Commons : Otto Meissner  - Collection of images, videos and audio files

Individual evidence

  1. a b birth certificate
  2. Hans-Otto Meissner: Young Years in the Reich President's Palace , 1988, p. 7.
  3. ^ A b Karl-Heinz Janßen : Servant of three masters. From Ebert to Hindenburg to Hitler. The unique career of privy councilor Dr. jur. Otto Meissner. In: Die Zeit No. 38, September 14, 2000.
  4. ^ Yearbook of the Academy for German Law, 1st year 1933/34. Edited by Hans Frank. (Munich, Berlin, Leipzig: Schweitzer Verlag), p. 255.

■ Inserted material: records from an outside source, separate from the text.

Issue #222, opened 2019-05-23
Change the implementation of FileReader to something that can work with fake async


Dacaspex:
The current implementation of the parse service uses the `FileReader`. Unfortunately, that implementation does not work with fake async, which is required in order to properly test the parse function. 

Therefore, we need an implementation of a file reader that works with fake async / macrotasks / promises.

Dacaspex:
Related Github issue https://github.com/angular/zone.js/issues/1120

Dacaspex:
> @Dacaspex one workaround: use new Response(file).arrayBuffer() instead of FileReader, with promise support

Dacaspex:
The `Response().then()` implementation does not seem to work as well, as the promises are not properly flushed in the `fakeasync` environment

cwognum:
@Dacaspex This is fixed, right? Can it be closed?

PR #289, opened 2019-05-29
#223 import second timing file

### LINKED ISSUE #223: Import second timing file

Dacaspex:
fixes #223 
#### What have I done
- Extended the `ParserService` and `ImportComponent` to be able to import a second timing file.
- Removed the `FileService` as it was giving major headaches on Firefox for some reason and after some inspection, it did not seem necessary to have. 

#### Testing
Import a second fiming file and see that an error is given (in the console) when the parsing fails, or the user is navigated to the workspace view when parsing succeeds

#### Addresses SRD section(s)
- SRD section about `ParserService`: One function has changed completely

**Note:** the low code coverage is due to #222


cwognum:
I just love how @SquarePlayn changed the title once already and there still is a typo in there!

src/app/backend/file-parser/parser.service.ts
```diff
@@ -66,22 +107,30 @@ export class ParserService {
      * Internal function to create an array of promises that read files
      * @param files Array of files to read
      */
-    private createFileReadPromises(files: File[]): Promise<string>[] {
+    private createFileReadPromiseList(files: File[]): Promise<string>[] {
```
TijnBertens: Since the code in ```parse()``` and ```parseWithExtraTimingFile``` depend explicitly on the order of elements returned by this function:
```
        // The order of "contents" will have the same order as defined
        // in this array
```
It may be wise to add this to the contract of this function.

src/app/import/import.component.ts
```diff
@@ -114,13 +109,7 @@ export class ImportComponent implements OnInit {
...
-        this.pathFile = this.fileStorage.getFiles().pathFile;
-        this.timingFileOne = this.fileStorage.getFiles().timingFileOne;
-        this.trackFile = this.fileStorage.getFiles().trackFile;
-        this.modelFile = this.fileStorage.getFiles().modelFile;
-        this.timingFileTwo = this.fileStorage.getFiles().timingFileTwo;
-        this.errorFile = this.fileStorage.getFiles().errorFile;
+        // Intentionally left blank
     }
 
     /**
```
TijnBertens: Not part of this PR, but the contracts of the next three functions seem to have been copied without being edited. Can you fix this in this PR?

src/app/import/import.component.ts
```diff
@@ -266,31 +255,42 @@ export class ImportComponent implements OnInit {
      */
     importManually() {
         if (!this.canImport()) {
-            // 'Cannot import manually; not all necessary files are present'
+            // Cannot import manually; not all necessary files are present
```
nolmoonen: Maybe it is better to put this in the error message?

src/app/import/import.component.ts
```diff
@@ -266,31 +255,42 @@ export class ImportComponent implements OnInit {
...
+
+        // Handler when parsing fails
+        const onFailure = (error: Error) => {
+            console.error('An error occurred during parsing');
+            console.error(error);
+        };
+
+        // Handler when parsing succeeds
+        const onSuccess = () => {
+            this.router.navigate(['/']);
```
TijnBertens: Can you add a comment like:
```// Navigate to home if parsing is successful```
Maybe my fault, but I didn't know what this constant ```'/'``` meant.

File: src/app/import/import.component.ts [hunk 5]
```diff
@@ -266,31 +255,42 @@ export class ImportComponent implements OnInit {
...
-            },
-            (error) => {
-                console.log('error');
-                console.log(error);
-            }
-        );
+        const pathFile = this.pathFile.item(0);
+        const timingFileOne = this.timingFileOne.item(0);
+        const trackFile = this.trackFile.item(0);
+        const timingFileTwo = this.timingFileTwo !== undefined
```
nolmoonen: If you break up the ternary operator, you might as well just make this an if-statement.

src/app/import/import.component.ts
```diff
@@ -266,31 +255,42 @@ export class ImportComponent implements OnInit {
...
+            ? this.timingFileTwo.item(0)
+            : undefined;
+
+        // Handler when parsing fails
+        const onFailure = (error: Error) => {
+            console.error('An error occurred during parsing');
```
nolmoonen: I think this is redundant. The message of the thrown error should be sufficient.

src/app/import/import.component.ts
nolmoonen: Which is more common and understandable to more people.

src/app/backend/file-parser/parser.service.ts
nolmoonen: What does this breaking up add? This will never be reused and makes the file longer and less clear.

src/app/backend/file-parser/parser.service.ts
```diff
@@ -54,10 +54,51 @@ export class ParserService {
...
+     * Parses the path, timing and track file asynchronously into the data representation.
+     *
+     * @param pathFile Path file
+     * @param timingFile Timing file
+     * @param extraTimingFile Extra timing file
+     * @param trackFile Track file
+     * @param onSuccess Callback upon success
+     * @param onFailure Callback upon failure, receives the error why it fails
+     */
+    parseWithExtraTimingFile(
```
TijnBertens: This function is not called in any test case, is this because of the bug mentioned in the spec:
```
        // Cannot test functionality properly because of a bug with FileReader
        // See https://github.com/angular/zone.js/issues/1120
        // The FileReader does not work properly with Angular fake async time
```

If so, then for the sake of consistency/coverage, since there is a test case for ```parse()```, shouldn't there also be one for ```parseWithExtraTimingFile()```. Even if the functionality can not properly be tested, the aforementioned comment would still apply and explain why exactly this function is not tested.

src/app/import/import.component.ts
Dacaspex: The way JavaScript error tracing works, I think it is beneficial to add these kind of messages. It becomes immediately clear where the error happened (as this might be an error that is thrown because of malformed user input)

src/app/backend/file-parser/parser.service.ts
Dacaspex: Maintainability and SRP mostly

src/app/import/import.component.ts
Dacaspex: Fixed

src/app/import/import.component.ts
Dacaspex: Fixed, made an if-statement

src/app/backend/file-parser/parser.service.ts
Dacaspex: Merged the two functions

Dacaspex: Fixed

src/app/import/import.component.ts
Dacaspex: Fixed

src/app/import/import.component.ts
Dacaspex: Fixed

src/app/backend/file-parser/parser.service.ts
Dacaspex: Fixed, added test case

Issue #303, opened 2019-06-03
Refactor codebase to group logical components into modules


nolmoonen:
As specified in [Angular docs](https://angular.io/guide/ngmodules). This will improve maintainability and help write documentation.

PR #312, opened 2019-06-04
Enhancement/path parser

Erik9519:
#### What have I done
Transformed certain errors into warnings instead.
POIs present in SegmentApperance but not their respective Segment are now fixed if they are either the first or last control point in the SegmentAppearance.

#### Testing
Unit testing

#### Addresses SRD section(s)
None


nolmoonen:
Please update from development see #303 .

src/app/core/services/parser/path-parser.service.ts
```diff
@@ -280,19 +280,35 @@ export class PathParserService {
...
                 }
             }
             // ERROR CHECK - Ensure that all POI's found in this Segment are specified in the respective
             //               SegmentAppearance
-            if (poisInSegment.length > 0) {
-                throw new ParserError(
-                    'Not all POI\'s found in the SegmentAppearance of Id ' + segId + ' have been found in the ' +
-                    'respective Segment.'
-                );
+            while (poisInSegment.length > 0) {
```
TijnBertens: As I understand it. At this point in the code, all points from the segment appearance are already removed from `poisInSegment`. So the only ones that are left are those that are in the segment but not in the segment appearance. Then you check if those are the first or last in the segment, in which case you add them to the path. If they are not, you throw a warning.

Why exactly is there no warning in the cases where it is the first or last POI? And why is it necessary to add them anyway? Could you explain this also in comments in the code, along with what I typed in the first two sentences of the previous paragraph?

PR #315, opened 2019-06-04
Fixes issue #308 : selects best placement for tooltip automatically instead of always placing tooltip at bottom.

Astrejoe:
#### What have I done
Fixed issue #308. It now places the tooltip for the speed down button automatically in the best place instead of forcing it underneath the button.

#### Testing
However over the speed down button. Observe that it doesn't cause scrollbar to appear.

#### Addresses SRD section(s)
/


nolmoonen:
Please update from development see #303 .

Astrejoe:
> Please update from development see #303 .

done

PR #367, opened 2019-06-06
#351 fixed async loading of model

### LINKED ISSUE #351: Properly load model before navigating to workspace
Right now one would need to go to the help view, before one can see the model. 

The model parsing happens async, but the parser service does not wait for this to finish. Required changes:
- Wait in the parser service for the model parsing to finish, then execute the success callback

Dacaspex:
fixes #351 
#### What have I done
The importing of the model happens async but the `ParserService` did not wait for the model loading to be complete. Therefore, the application already navigated to the workspace before the model was loaded.

Fixed that the `ParserService` waits for the model loading to complete

#### Testing
1. Import a 3D model
2. Navigate to the workspace
3. See that the 3D model is immediately there

#### Addresses SRD section(s)
Probably none, as I did not change any implementation, only the way we handle callbacks/promises which are implementation details


Dacaspex:
Low code coverage due to #222

PR #392, opened 2019-06-06
#324 Table no longer grows past the col size

### LINKED ISSUE #324: [Table] Set fixed / constant width of tale cells so they do not keep growing/shrinking
Partially related to #322

cwognum:
#### What have I done
Made sure the table does not expand beyond its Bootstrap column size. Fixes #324 

#### Testing
Check if it works in both Firefox and Chrome by resizing the screen and opening all three panels and making sure the panels each are of equal width


marijnvanderhorst:
Quite a lot of changes for a single PR, but nice fix

PR #393, opened 2019-06-06
Fixes #322 Trimming table cells

### LINKED ISSUE #322: [Table] Trim/formal cell values

SquarePlayn:
#### What have I done
Trimmed the values of number and string fields to constant lengths.

#### Testing
Automated testing.
Alternatively, load in data from the USB stick using the following change:
- Inject sheetStateEngine into the dispatch component and add to the update() function the line `this.sheetStateEngine.updateSheetService();`.
- Then in the sheetStateEngine's updateSheetService() function, change the content of the _if_ statement to just return (so don't throw an error).

#### Addresses SRD section(s)
Entry


SquarePlayn:
> The text color in the cells is currently black, which is not really very readable.

While I would argue that this regards #323, I have changed the color of the data to white.

src/app/table/entry/string-entry.ts
```diff
@@ -44,7 +49,12 @@ export class StringEntry implements Entry {
      * returns the value of this Entry to be displayed
      */
     public getDisplayValue(): string {
-        return this.value;
+        let padded = this.value;
+        for (let i = 0; i < StringEntry.STRING_LENGTH; i++) {
```
Dacaspex: As said in the earlier pull request, could you add a comment here explaining what you are doing?

SquarePlayn: Added comments

PR #403, opened 2019-06-11
Fix/column testcases utp

Chessnl:
#### What have I done
I have written a section for the UTP, which indicated a 'need' for more test cases then were currently in place. I updated the test cases ran for the Column and Columnservice in accordance to the UTP.

#### Testing
-

#### Addresses SRD section(s)
-


src/app/table/column-service/column.service.ts
```diff
@@ -267,7 +267,8 @@ export class ColumnService {
      */
     getColumnById(id: number): Column {
         if (0 <= id && id < this.observableAllColumns.getValue().length) {
-            if (this.observableAllColumns.getValue()[id].getId() === id) {
+            if (this.observableAllColumns.getValue()[id] !== undefined &&
```
Dacaspex: Is that check necessary? You already check if the `id` is in the range `[0, length]`?

Chessnl: Discussed with Casper. Resolved.

PR #245, opened 2022-10-06
Check webhook configurations are synced before running webhook tests

JoelSpeed:
We quite often see that the webhook tests in this suite fail, eg we expect an error but nothing happens.
We aren't checking in the `BeforeEach` that the webhook configurations we depend on are actually present and correct.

  5. a b Minister of State Dr. Otto Meißner: The fate of Alsace and Lorraine in the course of history , in: Otto Meißner (Hrsg.): Deutsches Elsaß, deutsches Lothringen , 1941, p. 47.
  6. ^ Lothar Kettenacker : National Socialist Volkstumsppolitik in Alsace . Deutsche Verlagsanstalt, Stuttgart 1973, p. 48f.
  7. ^ Twelve o'clock sheet of November 22, 1932.
  8. ^ Wolfram Pyta: Hindenburg. Rule between Hohenzollern and Hitler. Siedler, Berlin 2007, pp. 559-561.
  9. Hans-Otto Meissner: Young Years in the Reich President's Palace , 1987, p. 417.
  10. Hans Otto Meissner: Young Years , 1988.
  11. Léon Poliakov , Joseph Wulf : The Third Reich and its servants. Arani Verlag 1956, p. 515.